(Dataset entries)
····················
PR #1437, opened 2021-12-04
Create jaikt.json

jaikt:


phenax (changes requested):
You have a syntax error in your domain json file. You can use an existing record for reference.

PR #1453, opened 2021-12-08
dexo.json

DeXoHigh:
hi, this is for my website


phenax (changes requested):
Unfortunately, you cannot use CNAME in conjunction with other records. This is a limitation in DNS itself. You can use A records instead of CNAME.

PR #6257, opened 2023-07-17
BETA: Update aleph.is-a.dev

ghost:
Updated `aleph.is-a.dev` using the site.


alephdfilms:
fixed with A records since CNAME fucking sucks dude ("Unfortunately, due to DNS restrictions CNAME records with other records do not work. But, you can reverse lookup the CNAME and use the A records it points to instead. So then you can use other records.")

alephdfilms:
fucking hell it failed

PR #6275, opened 2023-07-18
BETA: Register hyun.is-a.dev

hyun790:
Added `hyun.is-a.dev` using the site.


VaibhavSys (changes requested):
Parking a domain for no reason isn't allowed.

PR #6301, opened 2023-07-19
BETA: Update mako.is-a.dev

Kauntar:
Updated `mako.is-a.dev` using the site.


wdhdev (changes requested):
A records need to be in arrays.

PR #11093, opened 2024-01-14
BETA: Register werewolf .is-a.dev

Fusedon:
Added `werewolf .is-a.dev` using the [dashboard](https://manage.is-a.dev).


wdhdev (changes requested):
Please use a valid record and remove the space from the file name.

PR #11138, opened 2024-01-14
BETA: Register lostinvanish .is-a.dev

LostInVanish:
Added `lostinvanish .is-a.dev` using the [dashboard](https://manage.is-a.dev).


wdhdev (changes requested):
Please use a valid record and remove the space from your file name.

PR #11175, opened 2024-01-16
Register pi.is-a.dev

ghost:
Added `pi.is-a.dev` using the [CLI](https://www.npmjs.com/package/@is-a-dev/cli).

### DIFF
--- a/domains/pi.json
+++ b/domains/pi.json
@@ -1,0 +1,10 @@
+{
+    "owner": {
+        "username": "FFUV",
+        "email": "Ttrmaniacminecraft@gmail.com"
+    },
+
+    "record": {
+        "MX": ["100"]
+    }
+}


domains/pi.json
```diff
@@ -0,0 +1,10 @@
+{
+    "owner": {
+        "username": "FFUV",
+        "email": "Ttrmaniacminecraft@gmail.com"
+    },
+
+    "record": {
+        "MX": ["100"]
```
DEV-DIBSTER, line 8: Invalid MX records.

DEV-DIBSTER (changes requested):

domains/pi.json
FFUV: How do I do correct mx records

PR #11187, opened 2024-01-16
BETA: Register lifesteal.enderpoint.is-a.dev

EnderPoint07:
Added `lifesteal.enderpoint.is-a.dev` using the [dashboard](https://manage.is-a.dev).

### DIFF
--- a/domains/_serveo-authkey.lifesteal.enderpoint.json
+++ b/domains/_serveo-authkey.lifesteal.enderpoint.json
@@ -1,0 +1,9 @@
+{
+    "owner": {
+        "username": "EnderPoint07",
+        "email": "anshhd64@hotmail.com"
+    },
+    "record": {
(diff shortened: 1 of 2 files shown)


EnderPoint07:
im trynna set up https://serveo.net, its basically a ssh tunnelling service. I thought i could use the custom domain feature with .is-a.dev, is htis not possible?

domains/_serveo-authkey.lifesteal.enderpoint.json
wdhdev, line 1: We do not allow these types of domains.

wdhdev (changes requested):

domains/_serveo-authkey.lifesteal.enderpoint.json
EnderPoint07: okay, but can i ask why we can do the same thing with _discord or _github domains for linking? As all this is doing is linking the site with serveo?

PR #11281, opened 2024-01-19
Update juqwtf.json

juqwtf:
Just add two txt records


wdhdev (changes requested):

PR #11294, opened 2024-01-19
BETA: Register luigbren.is-a.dev

luigbren:
Added `luigbren.is-a.dev` using the [dashboard](https://manage.is-a.dev).

### DIFF
--- a/domains/luigbren.json
+++ b/domains/luigbren.json
@@ -1,0 +1,9 @@
+{
+    "owner": {
+        "username": "luigbren",
+        "email": "luigibrenelli@Gmail.com"
+    },
+    "record": {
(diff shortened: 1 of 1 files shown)


domains/luigbren.json
```diff
@@ -0,0 +1,9 @@
+{
+    "owner": {
+        "username": "luigbren",
+        "email": "luigibrenelli@Gmail.com"
+    },
+    "record": {
+        "CNAME": "ns1.a2hosting.com"
```
wdhdev, line 7: We don't support NS records. (Assuming that's what you're trying to add.)

wdhdev (changes requested):

PR #11330, opened 2024-01-20
feat(domain): add email to lylythechosenone.is-a.dev

lylythechosenone:
## Requirements


wdhdev (changes requested):
We don't support CNAME records with other records.

PR #11362, opened 2024-01-22
Register dashboard.almaz.is-a.dev

AlmaziikDev:
Register dashboard.almaz.is-a.dev with A record pointing to 109.71.252.37.


satr14washere (approved):
looks good

PR #11378, opened 2024-01-22
BETA: Register bagelerthefirst.is-a.dev

bageler2:
Added `bagelerthefirst.is-a.dev` using the [dashboard](https://manage.is-a.dev).


wdhdev (changes requested):
This seems to be a Cloudflare IP address, it cannot be used.

PR #11387, opened 2024-01-23
BETA: Register bo4.is-a.dev

hussain22g:
Added `bo4.is-a.dev` using the [dashboard](https://manage.is-a.dev).


hussain22g:
.

domains/ho2.json
```diff
@@ -0,0 +1,12 @@
+{
+    "owner": {
+        "username": "ho2",
+        "email": "hussainaltahoo944@gmail.com",
+        "repo": "https://ho2.vercel.app/",
+        "description": "ho2 project"
+    },
+    "record": {
+        
+        "TXT": "vc-domain-verify=ho2.is-a.dev,e925e90a6f992a727337"
```
SX-9, line 10: we do not support vercel (assuming since vc-domain-verify is a vercel thing when googled)

SX-9 (changes requested):

hussain22g (commented):
Ok, thanks, now I changed it to cf page

wdhdev (changes requested):
We cannot allow these domains to be registered due to abuse risks.

PR #15443, opened 2024-08-08
Register nvrxstdwrth.is-a.dev

nxstd:
Register nvrxstdwrth.is-a.dev with A record pointing to 65.21.61.55.

### DIFF
--- a/domains/nvrxstdwrth.json
+++ b/domains/nvrxstdwrth.json
@@ -1,0 +1,13 @@
+{
+        "owner": {
+           "username": "HIlight3R",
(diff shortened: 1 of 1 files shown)


HIlight3R:
This is the PHPMyAdmin panel. I need access to it at all times, but right now my ISP (or router, which I don't have access to) blocks unsecured HTTP connections. I can only get a security certificate for the domain :(

HIlight3R:
Damn, wrong port mapping. You must have seen the database admin panel. Check again, there should be a dashboard there now.

PR #15444, opened 2024-08-08
Register ena0.is-a.dev

ena0:
Register ena0.is-a.dev with TXT record pointing to test.


oliik2013:
Don't make test pulls, it wastes Maintainers time

PR #15468, opened 2024-08-09
Register rager1.is-a.dev

Antsbatscats:
Register rager1.is-a.dev with CNAME record pointing to https://rager1-web.vercel.app/.


oliik2013:
Vercel and https:// and / is not allowed in CNAME, Vercel is not allowed on this platform completly

PR #15628, opened 2024-08-17
Register os.is-a.dev

heyturkiye204:
Register os.is-a.dev with CNAME record pointing to cdn-rsdv-hey.netlify.app


iostpa (changes requested):
I don't think we allow www.subdomain (could be wrong though)

domains/www.heytr.json
CuteDog5695, line 1: Delete this file.

domains/os.json
CuteDog5695, line 1: Just a comment, but im not sure if the name is allowed (though im thinking like this since im a bit picky)

iostpa (changes requested):

iostpa (approved):
I guess its fine now

PR #15631, opened 2024-08-18
Register de.mcstatus.is-a.dev

EducatedSuddenBucket:
Register de.mcstatus.is-a.dev with A record pointing to 216.24.57.1.


EducatedSuddenBucket:
same things as mcstatus.is-a.dev but hosted in diffrent locations in render

Stef-DP (approved):

PR #15645, opened 2024-08-19
Register feliciaxxx.is-a.dev

FeliciaXxxTop:
Register feliciaxxx.is-a.dev with TXT record pointing to dh=017b0e9fa94bd56685b9ff23133c382ec88fd899.

### DIFF
--- a/domains/felicia.json
+++ b/domains/felicia.json
@@ -1,0 +1,13 @@
+{
+        "owner": {
+           "username": "FeliciaXxxTop",
+           "email": "",
+           "discord": "801672371588956170",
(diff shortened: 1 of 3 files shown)


domains/feliciaxxx.json
orxngc, line 1: This should be under a _discord domain. Read the [documentation](https://www.is-a.dev/docs/discord-verification/).

domains/feliciaa.json
orxngc, line 1: TXT records alone aren't allowed.

domains/felicia.json
orxngc, line 1: This file is fine. The other two still have the same problems.

orxngc: If ya want me to delete the other two if you don't know how, I can.

PR #15654, opened 2024-08-19
Register luchii.is-a.dev

maxwalks:
Register luchii.is-a.dev with A record pointing to 76.76.21.21.


maxwalks:
If you add that A record, its an ip of vercel but vercel makes sure it's my
project that will get displayed. It should just work if you add that ip
address.

orxngc:
Regardless, we do not support Vercel. Closing as stale.

PR #17676, opened 2024-12-11
Update sabbir.json

s8rr:
Hi I'm sabbir, from BANGLADESH. This pull request is to add NS to sabbir.is-a.dev domain.

I repurposed my old PC to a linux server. now i use that to experiment my projects. like i installed coolify on it and Pterodactyl etc. but making PR to add a domain to my project is to slow and confusing. The most important part is i use cloudflare Proxy to mask my ip. i have everything setup in my clouldflare dashboard with my old domain its about to expire and i don't have the financial power to renew it.

### DIFF
--- a/domains/sabbir.json
+++ b/domains/sabbir.json
@@ -4,6 +4,6 @@
     "email": "sabbir.apbn.edu@gmail.com"
   },
   "record": {
-    "CNAME": "sabbir1.pages.dev"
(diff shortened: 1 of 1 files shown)


s8rr:
i use cloudflare tunnel a lot and its will be easy for me to manage via cloudflare dashboard. and my domain is about to expire and i don't have any other domain so it will be very helpful.

PR #17685, opened 2024-12-12
Register terraegg.is-a.dev

TerraEgg:
- I have done all of the required things 

## Website Link/Preview
[terraegg.rf.gd](https://terraegg.rf.gd)

### DIFF
--- a/domains/terraegg.json
+++ b/domains/terraegg.json
@@ -1,0 +1,10 @@
+{
+  "description": "Portfolio for TerraEgg",
+  "owner": {
+    "username": "TerraEgg",
+    "email": "albumanyt@gmail.com"
+  },
+  "record": {
+    "CNAME": "ns1.byet.org"
+  }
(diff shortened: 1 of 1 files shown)


domains/terraegg.json
```diff
@@ -0,0 +1,10 @@
+{
+  "description": "Portfolio for TerraEgg",
+  "owner": {
+    "username": "TerraEgg",
+    "email": "albumanyt@gmail.com"
+  },
+  "record": {
+    "CNAME": "ns1.byet.org"
```
Stef-00012, line 8: for ns you need to  use NS records and have a valid reason to require them

Stef-DP (changes requested):

domains/terraegg.json
TerraEgg: Alright, I'll work on it thanks 👍

PR #17786, opened 2024-12-20
Register 1tfr.is-a.dev

gimmywashere:
Register footjob.is-a.dev with CNAME record pointing to ammo.lol.


domains/footjob.json
Stef-00012, line 1: footjob is nsfw so u r not getting this domain

Stef-DP (changes requested):

Stef-DP (approved):

PR #17883, opened 2024-12-28
Register info-svo.is-a.dev

TheFirstPy:
Register info-svo.is-a.dev with CNAME record pointing to aldar0809.github.io.


wdhdev (changes requested):
This does not seem to be a very developer related website.

TheFirstPy (commented):
Ok

PR #17968, opened 2025-01-02
Create benrogo.json

BenRogozinski:
Added site json file

## Requirements

## Reason for NS records
I am going to be using this domain with Cloudflare tunnels, which requires you to have the domain in your Cloudflare account, so it's necessary to use Cloudflare's name servers for my project. My project is a service that allows people to embed proxied sites into their own website (note that this does not allow them to modify the contents of those proxied sites). For example, someone could embed www.google.com in their site but it would be proxied through benrogo.is-a.dev. This is especially useful for sites that would need to provide a preview of a website in its current state. Cloudflare tunnels are being used to load balance between multiple servers and have the service automatically choose the one that is geographically the closest. An example of something similar (owned my friend technonyte) is hosted at [https://alkali.pages.dev/static/](https://alkali.pages.dev/static/). Another reason for needing NS records is to more easily make subdomains of benrogo.is-a.dev, in order to allow communities to have their own subdomains.

### DIFF
--- a/domains/benrogo.json
+++ b/domains/benrogo.json
@@ -1,0 +1,10 @@
+{
+  "owner": {
+    "username": "BenDaBuilder",
+    "discord": "Ben_Da_Builder",
+    "email": "brogodev@gmail.com"
+  },
+  "record": {
+    "NS": ["eve.ns.cloudflare.com", "john.ns.cloudflare.com"]
+  }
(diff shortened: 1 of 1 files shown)


wdhdev:
I'm going to say no as this could be a security and abuse risk.

PR #17979, opened 2025-01-02
lowercase

Stef-DP:
who cares

### DIFF
--- a/tests/pr.test.js
+++ b/tests/pr.test.js
@@ -2,7 +2,7 @@ const t = require("ava");
 const fs = require("fs-extra");
 const path = require("path");
 
-const PR_AUTHOR = process.env.PR_AUTHOR;
+const PR_AUTHOR = process.env.PR_AUTHOR.toLowerCase();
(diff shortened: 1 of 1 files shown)


wdhdev:
You also need to update the vars that reference the actual file owner

wdhdev:
Can you make it so the admins array will filter to find the user in lowercase

wdhdev (dismissed):

wdhdev:
More issues, it fails if you're updating something that isn't a file

Stef-00012:
> More issues, it fails if you're updating something that isn't a file

I noticed that the action file checks for changed files only in the `domains/` folder
```yml
- name: Get all modified domain JSON files
  if: github.event_name == 'pull_request'
  id: changed-files
  uses: tj-actions/changed-files@v45
  with:
      files: domains/*.json
```

so i renamed the variable from `MODIFIED_FILES` to `MODIFIED_DOMAIN_FILES` and made it do it becomes `null` if the env variable `process.env.MODIFIED_FILES` is empty (length is not `> 0`), then in the checks i just made it so it passes if there's no `MODIFIED_DOMAIN_FILES`

is this ok?

@wdhdev

wdhdev (approved):

PR #18258, opened 2025-01-11
Create manugeni.json

xrendani:


domains/manugeni.json
```diff
@@ -0,0 +1,8 @@
+{
+  "owner": {
+    "username": "manugeni"
+  },
+  "record": {
+    "CNAME": "manugeni.github.io"
```
DEV-DIBSTER, line 6: Uncompleted site.

DEV-DIBSTER (changes requested):

domains/manugeni.json
manugeni: Could you check again.

PR #18429, opened 2025-01-14
Create _github-pages-challenge-corebell.corebell.json

xrendani:


domains/_github-pages-challenge-corebell.corebell.json
Stef-00012, line 1: you can not create a subdomain of `corebell.is-a.dev` as it does not exist

Stef-DP (changes requested):

PR #18492, opened 2025-01-15
Hill climb racing 

EducatedSuddenBucket:
Hill climb racing

### DIFF
--- a/domains/educatedsuddenbucket.json
+++ b/domains/educatedsuddenbucket.json
@@ -5,10 +5,7 @@
   },
   "record": {
     "A": [
-      "185.199.108.153",
-      "185.199.109.153",
-      "185.199.110.153",
-      "185.199.111.153"
+      "185.199.108.153"
     ],
     "TXT": [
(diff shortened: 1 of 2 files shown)


wdhdev (changes requested):
Why are you removing the other GitHub Pages IPs? You need those.

EducatedSuddenBucket:
@wdhdev only one ip is enough u can check that https://random.esb.is-a.dev works and it has only one record ,https://digger.tools/lookup/random.esb.is-a.dev

EducatedSuddenBucket:
@wdhdev only one ip is enough u can check that https://random.esb.is-a.dev works and it has only one record ,https://digger.tools/lookup/random.esb.is-a.dev

wdhdev:
I mean yes. However for redundancy you shpuld have all 4.

EducatedSuddenBucket:
I just wanna keep it simple with one IP. GitHub Pages already handles redundancy on their end, so extra IPs don't really matter for me.

wdhdev (approved):
I mean sure. Don't see how it causes an issue having all 4 either. Also, I'd assume the redundancy is through having multiple IPs.

PR #34854, opened 2026-03-19
add tweetly.is-a.dev

0x0Megasus:
Adding tweetly.is-a.dev for my social app Tweetly.


STICKnoLOGIC (commented):
Closing;
- not dev related, means we need a "software dev" related portfolio/```personal``` site for subdomain and all ```projects``` must be in nested subdomain
- removing the entire PR template will result to auto close

PR #35029, opened 2026-03-22
add kamis5.is-a.dev

Jajerito95:
Adding my personal portfolio domain kamis5.is-a.dev pointing to mi-portafolio-seven-iota.vercel.app


iostpa (changes requested):
The screenshare guide raises some questions for me, since its common for scammers to use it. Why do you have a guide to do what scammers usually do to naive people just to catch if someone is not hacking in Minecraft?

Also do you accept our Terms of Service?

PR #35069, opened 2026-03-23
Register mindprint.is-a.dev

hamzabenkhdher-byte:
Registering my domain for a Cloudflare Tunnel project.

### DIFF
--- a/domains/mindprint.json
+++ b/domains/mindprint.json
@@ -1,0 +1,9 @@
+{
+    "owner": {
+        "username": "your-github-username",
+        "email": "your-email@example.com"
+    },
+    "record": {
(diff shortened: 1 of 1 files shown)


domains/mindprint.json
```diff
@@ -0,0 +1,9 @@
+{
+    "owner": {
+        "username": "your-github-username",
+        "email": "your-email@example.com"
+    },
+    "record": {
+        "CNAME": "f3b045a9-ec43-4a5a-87bb-800e71b26bc1.cfargotunnel.com"
```
dragsbruh, line 7: thats not how you use cloudflare tunnels
+ cloudflare tunnels need ns records, which you are not eligible for
+ all main domains here are supposed to be developer related

see [docs](https://docs.is-a.dev/) or [README](https://github.com/is-a-dev/register/blob/main/README.md) for more info

PR #35129, opened 2026-03-24
Report abuse

kenjiew:
domain
https://anji.is-a.dev
and
https://projects.itsmarian.is-a.dev
tag
@itsmarianmc 
and
@ianjiteshan 

It looks like your domain has been hijacked


satr14washere:
one gambling and one is offline

PR #35174, opened 2026-03-25
feat: add lev.is-a.dev

karamanlilevent:
Registering lev.is-a.dev for Claude PM dashboard

### DIFF
--- a/domains/lev.json
+++ b/domains/lev.json
@@ -1,0 +1,9 @@
+{
+  "owner": {
+    "username": "karamanlilevent",
+    "email": "karamanlilevent@gmail.com"
+  },
+  "record": {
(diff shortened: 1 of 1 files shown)


domains/lev.json
```diff
@@ -0,0 +1,9 @@
+{
+  "owner": {
+    "username": "karamanlilevent",
+    "email": "karamanlilevent@gmail.com"
+  },
+  "record": {
```
justdevw, line 6:
```suggestion
  "records": {
```

iostpa (changes requested):
No website preview, though judging by the name it could be something which we do not allow. Invalid file as well.

PR #35227, opened 2026-03-26
add digital-leaner.is-a.dev

ms7s917000-cpu:
Registering digital-leaner.is-a.dev pointing to ms7s917000-cpu.github.io


iostpa (changes requested):
Website preview doesn't work but judging by the name I don't think we would allow it.

PR #35256, opened 2026-03-27
Add dwh.is-a.dev

sanchez1987-1:
## Domain Registration
- Subdomain: dwh.is-a.dev
- IP: 95.174.94.6
- Owner: sanchez1987-1


domains/server.json
justdevw, line 1: `server.is-a.dev` is reserved

PR #35316, opened 2026-03-28
Report Abouse

kenjiew:
follow up from #35315 
You can see in that issue, I can't provide any evidence here, sorry.


kenjiew:
hi @ykk4ga ok we will delete it after this, please be patient, do you have more than 1 domain?, subdomain maybe?, Oh yeah, don't make a pull request, okay, we're processing it in this PR.

satr14washere (approved):

PR #35446, opened 2026-03-30
Delete domains/andradenathan.json

kenjiew:
see issue #35445 

Hi @andradenathan do you still need this?, and please confirm whether this is your action or not, this domain will be deleted, if you still need it such as for a redirect url or your website?


iostpa (approved):
User can always re-register the domain, though it would also be recommended to verify the domain as well.

PR #36171, opened 2026-04-11
Delete domains/q.anw.json

iostpa:
sorry @SubhrajitSain but i checked with orangc and the website isn't fine


iostpa:
i didnt sign up to use copilot :wilted_flower:

PR #37139, opened 2026-04-27
Add bdtools.is-a.dev

ashik347:
- [x] I have read and agree to the terms
- [x] I understand that this domain will be publicly available
- [x] I am not using this for illegal purposes
- [x] I understand that abuse may result in removal

Domain: bdtools.is-a.dev

### DIFF
--- a/domains/bdtools.json
+++ b/domains/bdtools.json
@@ -1,0 +1,9 @@
+{
+  "owner": {
+    "username": "ashik347",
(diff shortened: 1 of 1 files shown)


STICKnoLOGIC:
Closing;
- not dev related, means we need a "software dev" related portfolio/```personal``` site for subdomain and all ```projects``` must be in nested subdomain

PR #1309, opened 2022-08-30
 Traceability Fix + Enhancement

TortoiseHam:
fix a performance issue where objects instantiated using input lists containing thousands of arguments build very slowly due to traceability overhead. Also fix an href issue with models and make numpy math literals display properly.


vbvg2008 (approved):
LGTM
····················
_What is needed_.
Write out, exactly as shown, only the lines running from the one that contains "sorry @SubhrajitSain but" to the last line above.

_Problem solution_.
sorry @SubhrajitSain but i checked with orangc and the website isn't fine


iostpa:
i didnt sign up to use copilot :wilted_flower:

PR #37139, opened 2026-04-27
Add bdtools.is-a.dev

ashik347:
- [x] I have read and agree to the terms
- [x] I understand that this domain will be publicly available
- [x] I am not using this for illegal purposes
- [x] I understand that abuse may result in removal

Domain: bdtools.is-a.dev

### DIFF
--- a/domains/bdtools.json
+++ b/domains/bdtools.json
@@ -1,0 +1,9 @@
+{
+  "owner": {
+    "username": "ashik347",
(diff shortened: 1 of 1 files shown)


STICKnoLOGIC:
Closing;
- not dev related, means we need a "software dev" related portfolio/```personal``` site for subdomain and all ```projects``` must be in nested subdomain

PR #1309, opened 2022-08-30
 Traceability Fix + Enhancement

TortoiseHam:
fix a performance issue where objects instantiated using input lists containing thousands of arguments build very slowly due to traceability overhead. Also fix an href issue with models and make numpy math literals display properly.


vbvg2008 (approved):
LGTM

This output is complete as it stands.